Out in space, beyond the familiar confines of Earth’s physics, lie extraordinary phenomena: monstrous black holes, vast clouds that hide the birthplaces of stars, and gigantic clusters of galaxies. Such extreme conditions are hard to study, but they can hold the keys to understanding the evolution of the universe and of our own galaxy.
An international collaboration managed to recreate—for the first time in the laboratory—the growth of magnetic fields at extreme conditions similar to those in the hot plasma that fills clusters of galaxies. The group, co-led by the University of Rochester, the University of Oxford and the University of Chicago, reported their results in an article that appeared March 8 in the Proceedings of the National Academy of Sciences. The rapid amplification they found, which occurs via a phenomenon called the “turbulent dynamo,” exceeds theoretical expectations, and could help explain the origin of the present-day large-scale magnetic fields that are observed in galaxy clusters.
“Understanding how and at what rates magnetic fields are amplified at macroscopic scales in astrophysical turbulence is key for explaining the magnetic fields seen in galaxy clusters, the largest structures in the Universe,” said Archie Bott, postdoctoral research associate at Princeton and lead author of the study.
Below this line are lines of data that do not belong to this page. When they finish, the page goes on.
PR #482, opened 2017-09-14
Tailfit complex fix + improvements (master)

gkraberger:
Qualitatively, this is the same pull request as #481 but based on the master branch.

- This fixes a bug in the tail fitting routines for complex Green's function objects. In that case, two windows have to be given (already now), one for positive and one for negative Matsubara frequencies. Currently, the fit coefficients of the two windows are averaged, which is incorrect and leads to physically wrong tail fits. In this fix, the two windows are fitted in one go.
- Typically, the error of the self-energy roughly goes like omega_n^2, however during the fitting a constant error is assumed. This introduces a parameter `omega_error` that is the exponent of the Matsubara frequency-dependence of the error; setting `omega_error=2` gives the quadratic behavior mentioned. The default is `omega_error = 0`, i.e. the current behavior with constant error.

### DIFF
--- a/pytriqs/gf/local/gf_desc.py
+++ b/pytriqs/gf/local/gf_desc.py
@@ -454,13 +454,13 @@ for py_type, has_tail in [("GfImFreq", True) ,("GfImFreqNoTail",False)]:
               doc = """Fills self with the legendre transform of gl""")
 
   g.add_method(name = "fit_tail",
-              signature = "void(tail_view known_moments, int max_moment, int n_min, int n_max, bool replace_by_fit = true)",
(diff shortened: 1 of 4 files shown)


mzingl:
Hi,
what is the status of this pull request?
On the current master version the real tail_fit is always called, which throws an error as soon as the self energy in tau is complex...
Would be good to review/pull this request.

Thanks,
Manuel

parcollet:
This is now obsolete with the new master, where tails have been completely reworked.
Some parts of the commit have been used in 2.0 
The weighted fit could be reimplemented in 2.0.
@Wentzell.
Thanks,

PR #485, opened 2017-09-19
[brew] Changes necessary for brew formula

Wentzell:
I am working on incorporating a triqs formula into homebrew/science 
(See https://github.com/Homebrew/homebrew-science/pull/5931)

For this some minor changes in the CMake process are necessary to allow for compatibility with the system python on MacOS. Since it is installed in an unconventional path (not containing 'lib') the previous ```REGEX REPLACE ".*/lib"``` was not working properly. 

Further, since homebrew will set up a python virtual-env with the required python packages (as required for homebrew formulas with additional python dependencies), we have to adjust the PYTHONPATH in the pytriqs, ipytriqs and ipytriqs_notebook wrappers.


parcollet:
Shouldn't we remove pythias, ipytriqs, and co ?

Wentzell:
I agree it would be best to replace these wrappers by a simple ```triqs-env.sh``` file that you source if you want to add triqs to your environment. But maybe not on master? This would be a change for a new major version that we need to document well in the changelog.

parcollet:
ah no, sure, not on master...

Wentzell:
@parcollet Can you approve the changes? Or comment on them?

The experiments were carried out using lasers at the Omega Laser Facility of the Laboratory for Laser Energetics at the University of Rochester, where the team previously demonstrated experimentally the existence of the turbulent dynamo mechanism.
This time, they were able to create conditions similar to the hot, diffuse plasma of the intracluster medium—the space between galaxies in a cluster—in which the turbulent dynamo mechanism is thought to operate. This feat was accomplished with laser beams whose total power is equivalent to that of 10,000 nuclear reactors.
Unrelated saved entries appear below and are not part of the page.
PR #490, opened 2017-10-03
[gf,many_body_operator] Small fixes and additions

Wentzell:
**[gf,block_gf]** Added type real_t to gfs and all target types
    -gf, block_gf, block2_gf now have an interal real_t that corresponds to
    the real version of the Green function type    
    -made the is_gf_real function slightly more restrictive
    -The different target types that can be used for a gf now all have an
    internal real type
    -**BugFix**: __make_zero( .. ) in gf needs special behaviour also for scalar_real_valued

**[many_body_operator]** Small fix and operator==
    -added == operator for many_body_operator_generic
    -normalize_and_insert should take monomial by copy

### DIFF
--- a/triqs/operators/many_body_operator.hpp
+++ b/triqs/operators/many_body_operator.hpp
@@ -383,7 +383,7 @@ namespace operators {
  // Assert that two many-body-operators are term-wise close
  template<typename scalar1_t, typename scalar2_t>
  void assert_operators_are_close(many_body_operator_generic<scalar1_t> const &op1, many_body_operator_generic<scalar2_t> const &op2, double precision){ 
-  auto terms_are_equal = [precision]( auto const &t1, auto const &t2 ){ using std::abs; return (t1.monomial == t2.monomial) && abs(t1.coef - t2.coef) < precision; }; 
+  auto terms_are_equal = [precision]( auto const &t1, auto const &t2 ){ return (t1.monomial == t2.monomial) && triqs::utility::is_zero(t1.coef - t2.coef, precision); }; 
   if(op1.get_monomials().size() != op2.get_monomials().size())
     TRIQS_RUNTIME_ERROR << " ASSERTION FAILED: Operators have different number of terms"; 
   if(!std::equal(op1.begin(), op1.end(), op2.begin(), terms_are_equal))
--- a/triqs/operators/many_body_operator.hpp
+++ b/triqs/operators/many_body_operator.hpp
@@ -23,6 +23,7 @@
 
 #include <ostream>
 #include <cmath>
+#include <algorithm>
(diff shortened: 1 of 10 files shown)


Wentzell:
After discussion with @parcollet I replaced the operator== with a corresponding
assert_operators_are_close function alongside the proper test-macros

triqs/operators/many_body_operator.hpp
```diff
@@ -379,6 +380,16 @@ namespace operators {
   }
  };
 
+ // Assert that two many-body-operators are term-wise close
+ template<typename scalar1_t, typename scalar2_t>
+ void assert_operators_are_close(many_body_operator_generic<scalar1_t> const &op1, many_body_operator_generic<scalar2_t> const &op2, double precision){ 
+  auto terms_are_equal = [precision]( auto const &t1, auto const &t2 ){ using std::abs; return (t1.monomial == t2.monomial) && abs(t1.coef - t2.coef) < precision; };
```
krivenko: For the comparison, I would stick to the pattern used in the rest of the class:
```c++
auto terms_are_equal = [precision]( auto const &t1, auto const &t2 ){
  using triqs::utility::is_zero;
  return (t1.monomial == t2.monomial) && is_zero(t1.coef - t2.coef, precision);
};
```

Unfortunately, my implementation of `is_zero()` was a bit sloppy, so I also suggest updating `/triqs/utility/numeric_ops.hpp`:
```c++
//
// Zero value tests
//
template<typename T> // Integral types
std14::enable_if_t<std::is_integral<T>::value,bool> is_zero(T const& x, T = 0) {
 return x==0;
}

template<typename T> // Floating-point types
std14::enable_if_t<std::is_floating_point<T>::value,bool> is_zero(T const& x, T tolerance = 100*std::numeric_limits<T>::epsilon()) {
 return std::abs(x) < tolerance;
}

template<typename T> // std::complex
std14::enable_if_t<triqs::is_complex<T>::value,bool> is_zero(T const& x, T tolerance = 100*std::numeric_limits<typename T::value_type>::epsilon()) {
 return is_zero(std::real(x), std::real(tolerance)) && is_zero(std::imag(x), std::real(tolerance));
}
```

krivenko:
@Wentzell I'm not too happy about it either.
Removing `int tol` will break `terms_are_equal` for `ScalarType = int`. On the other hand, who is going to use `many_body_operator_generic<int>` anyway...
So it's basically up to you what to do with that argument.

krivenko:
@Wentzell The more I think about the issue, the more I convince myself that you are right.
Even if someone wants to instantiate `many_body_operator_generic<int>`, calling `assert_operators_are_close()` for such an object makes really no sense, so we could simply disallow doing that.

PR #491, opened 2017-10-04
[gf]  mesh_point in Python

parcollet:
Open for discussion : 

- wrap the mesh_point of C++ into MeshPoint in Python

- MeshPoint contains :
   - linear_index
   - value : the result of the C++ cast_t operator (complex, double, k point, etc...).

- if g is Gf
   g.mesh is an iterator which now returns MeshPoint.
   g.mesh.values() is the previous behaviour of g.mesh:
   equivalent to [x.value for x in g.mesh]

- API BREAK :
  in all previous codes, you may have to replace
   g.mesh --> g.mesh.values()
  Painful, but I do not see how to escape this ...

- "may" since  the MeshPoint has arithmetic, float, complex conversion, as in C++.
  This allows to write :
 ``` g= GfImfreq(...)
  for w in g.mesh:
    g[w] = 1/(w + 2) # beware it does NOT set the tail !
```
  
 ```
 g = Gf (mesh = MeshProduct(BZ, W) ....)
  for k, w in g.mesh :
    g[k, w] = expression(k,w)
```
  
```d = [exp(x) for x in g.mesh]```
 will work, as the function will convert to float or complex.

- MeshProduct has a  [ ]
  G.mesh[0]  : same are G.mesh.components[0]

- e.g.

Old example :
```  
   for (i1, t1), (i2, t2), (i3, t3) in itertools.product(*[ enumerate(mesh) for mesh in g4_tau.mesh.components]):
     t1, t2, t3 = t1.real, t2.real, t3.real
     g4_tau[[i1, i2, i3]][:] = g_tau(t1-t2)*g_tau(t3) - g_tau(t1)*g_tau(t3-t2)
```
New writing :
 ``` 
     for t1, t2, t3 in g4_tau.mesh:
      g4_tau[t1, t2, t3] = g_tau(t1-t2)*g_tau(t3) - g_tau(t1)*g_tau(t3-t2)
```
- g[args...]

 If args is only MeshPoints, it is a mesh access
 If args contains at least one MeshPoint and slices, it is interpreted as a slice of the Gf on the mesh. (replace g[[ ]] writing).
 Else it is a target slice as before.

e.g.
 ```
G = Gf (mesh = MeshProduct(BZ, W) ....)
 for k in G.mesh[0] :
    myslice = G[k,:] # a GfImfreq on W only
```

### CODE REVIEW

**Comment by parcollet** [comment]
Do not merge yet, I am opening this for discussion, and to finalise it.

**Comment by parcollet** [comment]
@mferrero, @HugoStrand, @Wentzell : opinions ?

**Comment by HugoStrand** [comment]
I am very happy to have this cleaned up! 👍 

Are all meshpoints treated equally and fairly? I.e. the expressions are the same for MeshImFreq, MeshImTime, etc. ?

Side comment: Currently MeshImTime has the quirk that it returns complex typed times while the greens function only takes real arguments, so one has to "cast to real".

```python
for t in g_tau.mesh:
    print g_tau(t.real) # breaks without .real
```

parcollet:
- yes, all mesh_point are the same (of course, their .value is of different types).
- MeshImTime : the commit fixes this too, .value is the C++ cast_t, so double in this case.
>Are all meshpoints treated equally and fairly? I.e. the expressions are the same for MeshImFreq, >MeshImTime, etc. ?
what do you mean by "expression are the same" ? 

the technique is the same as in C++ : 
g[w] = 1/(w + 2) 
w is a mesh point, but to add it to 2, it is cast into w.value, etc...

parcollet:
PS : there is only one MeshPoint, it is polymorphic

HugoStrand:
Very good.

I will fix `pyed` once you push this to `unstable`, it will clean up the code nicely. :)

krivenko:
Thank you, @parcollet! This is a very nice usability improvement!

> linear_index

Does it run from `0` to `len(g.mesh)-1`?
If so, I'd like to see a way to access indices of Matsubara frequencies, i.e. 0 for the first positive fermionic Matsubara.

Wentzell:
Merged in unstable

PR #505, opened 2017-11-08
[doc] triqs includes to c++2rst

HugoStrand:
`c++2rst` needs the include paths for `triqs`, here is one solution to get them from the `triqs` target.

Please merge

### DIFF
--- a/doc/CMakeLists.txt
+++ b/doc/CMakeLists.txt
@@ -33,6 +33,9 @@ set(CPP_NAMESPACES -N triqs::det_manip -N triqs::mc_tools)
 
 # get include paths for the triqs target
 get_property(TRIQS_INCLUDE_DIRS TARGET triqs PROPERTY INCLUDE_DIRECTORIES)
+foreach(I ${TRIQS_INCLUDE_DIRS})
+ set (INC  ${INC} -I ${I})
+endforeach()
 
 add_custom_command(OUTPUT ${CMAKE_CURRENT_BINARY_DIR}/cpp2rst.log DEPENDS triqs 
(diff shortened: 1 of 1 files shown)


parcollet:
Ok, that is the idea.
@Wentzell 

INCLUDE_DIRECTORIES is the *public* or *private* flags ?
Isn't rather INTERFACE_INCLUDE_DIRECTORIES
?
Cf 
https://cmake.org/cmake/help/latest/command/target_include_directories.html#command:target_include_directories

Wentzell:
INCLUDE_DIRECTORIES contains both the public and the private directories.

The INTERFACE_INCLUDE_DIRECTORIES could be used by the applications using triqs and
would contain the headers in the **installed** location (but it is currently).
Note however that the usage of INTERFACE_INCLUDE_DIRECTORIES is not necessary since
triqsvars.sh is already setting the proper CPATH.

Either way INTERFACE_INCLUDE_DIRECTORIES could not be used before the actual installation.

HugoStrand:
```
get_property(TRIQS_INCLUDE_DIRS TARGET triqs PROPERTY INCLUDE_DIRECTORIES) message(STATUS "TRIQS_INCLUDE_DIRS = ${TRIQS_INCLUDE_DIRS}") string (REPLACE ";" "\n--includes " TRIQS_INCLUDE_DIRS_STR "${TRIQS_INCLUDE_DIRS}") set( TRIQS_INCLUDE_DIRS_STR "--includes ${TRIQS_INCLUDE_DIRS_STR}" )
```

Wentzell:
Already fixed in the current unstable branch

PR #506, opened 2017-11-09
Install modulefile for the module command

krivenko:
Install a TCL modulefile similar to `triqsvars.sh`. It can be used for easy integration with the module systems on HPC machines.

*N.B.* Now that applications are allowed to be installed under different prefixes, they could provide their own modulefiles.

### DIFF
--- a/CMakeLists.txt
+++ b/CMakeLists.txt
@@ -279,3 +279,9 @@ MESSAGE(STATUS "*   source ${CMAKE_INSTALL_PREFIX}/share/triqsvars.sh          "
 MESSAGE(STATUS "*                                                              ") 
 MESSAGE(STATUS "*   to set up the environment variables                        ") 
 MESSAGE(STATUS "***************************************************************")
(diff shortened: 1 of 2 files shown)


parcollet:
Great.
Is it the file needed for the "module" command ?
Indeed, we will need one per repository : 
- cpp2y (which must be loaded in triqs module, right ?)
- cthyb, ctint, and co.

krivenko:
>  Is it the file needed for the "module" command ?

Yes.

> cpp2y (which must be loaded in triqs module, right ?)

Oh, that's right.
The triqs module must then be updated to include `prereq cpp2py` instruction.

parcollet:
Ok, to be updated then.

Wentzell:
merged, cf. 1b8eae29d92037b64fcd1ac9460c613a8c8f6aa4 and b997c3c6470d0b38b16d4ff37fdad2f6f07247cf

According to scientists’ models, the magnetic fields generated early in the universe are many orders of magnitude smaller than those seen today in galaxy clusters. One possible explanation is that motions in the plasma can pick up these weak “seed” fields and amplify them via stretching, twisting and folding the magnetic fields. The rate at which this amplification happens, the “growth rate,” differs according to how large the plasma motions are. Theory and simulations predict that the growth rate is large at the smallest spatial scales, but far smaller when it comes to the largest turbulent motions.
The experiments, however, demonstrated that this may not be the case: the turbulent dynamo phenomenon—when operating in a realistic plasma—can generate large-scale magnetic fields much more rapidly than theorists had predicted.